▶ **Records for the task**
PR #111, opened 2015-06-03
[FIX] recalculate image_{small,medium} for partners

hbrunn:
without this, it looks like nothing happened for images because in the ui, we only see `image_medium`

### DIFF
--- a/hr_employee_data_from_work_address/README.rst
+++ b/hr_employee_data_from_work_address/README.rst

▶ **Work request**
The lines to return are those in the material above that hold "README".

▶ **Completed exercise**
--- a/hr_employee_data_from_work_address/README.rst
+++ b/hr_employee_data_from_work_address/README.rst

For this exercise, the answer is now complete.